X2. I had a Evinrude 20 that came to me with brand spanking ngk plugs, correct according to several charts. I had fouling problems and after chasing everything I could, I put champion plugs in and never another problem. I currently have 3 omc outboards and they all have champions in them. Don’t ask me why there’s a difference but I feel there is. Not that ngk doesn’t make a good plug because I run them in motorcycles and snowmobiles but for my johnnyrudes, champion gets the nod. 


Sent from my iPhone using Tapatalk


----------



## DaleH (Aug 29, 2018)

Weldorthemagnificent said:


> Not that ngk doesn’t make a good plug because, I run them in motorcycles and snowmobiles but for my johnnyrudes, champion gets the nod.


THANKS for adding that as I too use them exclusively in the Nissan/Tohatsu OBs I’ve owned, serviced or have maintained for my boat club. Just not in OMC motors ... don’t know why ...


----------



## nytebyte (Aug 29, 2018)

How about running the Champion UL81C in all 3 then? Being as the NGK would work in all 3 How about the Champion in all 3? The 1976 is still points but the other 2 are electronic ignition. Not a big deal to have to buy a couple kinds of plugs but it would be easier to just get one type.


----------



## DaleH (Aug 29, 2018)

If it were me, I'd only run the plug it was DESIGNED to be used with, not one that might be 'OK' ... don't settle for less than the best.


----------



## Pappy (Aug 30, 2018)

When those engines were designed they were designed along with the cooperation of Champion Spark Plug. The Champions run extremely good in them and the standard recommend plugs are the ones to use. 

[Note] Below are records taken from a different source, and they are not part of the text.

PR #1173, opened 2024-10-05
Drop unused imports from Slim::Web::ImageProxy

mavit:
Whilst looking at `Slim::Web::ImageProxy`, I noticed that some of the `use`d packaged weren’t actually used.

There is a command [`perlimports`](https://metacpan.org/dist/App-perlimports/view/script/perlimports) that can work this out for us, so I have added a configuration file for it.  We could run this on everything in `Slim/`, but it isn’t perfect, and there is a risk it would remove something that we actually need, so I haven’t done that yet.

### DIFF
--- a/.perlimports.toml
+++ b/.perlimports.toml
@@ -1,0 +1,17 @@
+# Run `perlimports -i Slim` to tidy `use` and `require` statements.
+# https://metacpan.org/dist/App-perlimports/view/script/perlimports
+
+cache                           = false
+ignore_modules                  = []
+ignore_modules_filename         = ""
+ignore_modules_pattern          = "^Tie::"
+ignore_modules_pattern_filename = ""
+libs                            = ["lib", "CPAN", "."]
+log_filename                    = ""
+log_level                       = "warn"
+never_export_modules            = []
+never_export_modules_filename   = ""
+padding                         = false
+preserve_duplicates             = false
+preserve_unused                 = false
+tidy_whitespace                 = true
--- a/.perlimports.toml
+++ b/.perlimports.toml
@@ -14,4 +14,4 @@ never_export_modules_filename   = ""
 padding                         = false
 preserve_duplicates             = false
 preserve_unused                 = false
-tidy_whitespace                 = true
+tidy_whitespace                 = false
--- a/Slim/Web/ImageProxy.pm
+++ b/Slim/Web/ImageProxy.pm
@@ -72,7 +72,9 @@ original artwork is of considerable size, where the bandwidth to download the im
 =cut
 
 use strict;
-use HTTP::Status qw(RC_MOVED_PERMANENTLY);
+use HTTP::Status qw(
+	RC_MOVED_PERMANENTLY
+);
 use Tie::RegexpHash;
 use URI::Escape qw(uri_escape_utf8);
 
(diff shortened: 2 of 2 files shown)


michaelherger:
Thanks for this! I'll definitely have to play with this tool. After refactoring one of my plugins I just spent too much time trying to do this kind of cleanup.

Slim/Web/ImageProxy.pm
```diff
@@ -72,12 +72,7 @@ original artwork is of considerable size, where the bandwidth to download the im
 =cut
 
 use strict;
-use Digest::MD5;
-use File::Spec::Functions qw(catdir);
-use File::Slurp ();
-use HTTP::Status qw(
-	RC_MOVED_PERMANENTLY
-);
```
michaelherger: This one is still being used:

https://github.com/LMS-Community/slimserver/pull/1173/files#diff-50924924bf7ca73474c4c7b8a58d9dbd473f9af91e505e97b9cddd5e2adba3fdL152

.perlimports.toml
```diff
@@ -0,0 +1,17 @@
...
+ignore_modules_pattern_filename = ""
+libs                            = ["lib", "CPAN", "."]
+log_filename                    = ""
+log_level                       = "warn"
+never_export_modules            = []
+never_export_modules_filename   = ""
+padding                         = false
+preserve_duplicates             = false
+preserve_unused                 = false
+tidy_whitespace                 = true
```
michaelherger: As you might know I'm no friend of whitespace only changes 😁. Could you please disable this?

mavit: Done.

Slim/Web/ImageProxy.pm
mavit: It was being collapsed into one line because of the whitespace tidying.

.perlimports.toml
```diff
@@ -0,0 +1,17 @@
+# Run `perlimports -i Slim` to tidy `use` and `require` statements.
+# https://metacpan.org/dist/App-perlimports/view/script/perlimports
+
+cache                           = false
+ignore_modules                  = []
+ignore_modules_filename         = ""
+ignore_modules_pattern          = "^Tie::"
+ignore_modules_pattern_filename = ""
+libs                            = ["lib", "CPAN", "."]
```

Like other comments that have been posted here. In the last several years the only spark plug manufacturer that has given us issues at the shop has been NGK. Stick with the Champions and you should be okay.


----------



## nytebyte (Aug 30, 2018)

Put new Champions in again. All is good!


----------



## Tinny Fleet (Sep 10, 2018)

...and yes. They all take the same plug.


----------



## nytebyte (Sep 10, 2018)

Actually no. The 1976 calls for a Champion UL81J, the 1978 calls for a Champion L78V and the 1981 calls for a L77J4 so they are all a different plug!


----------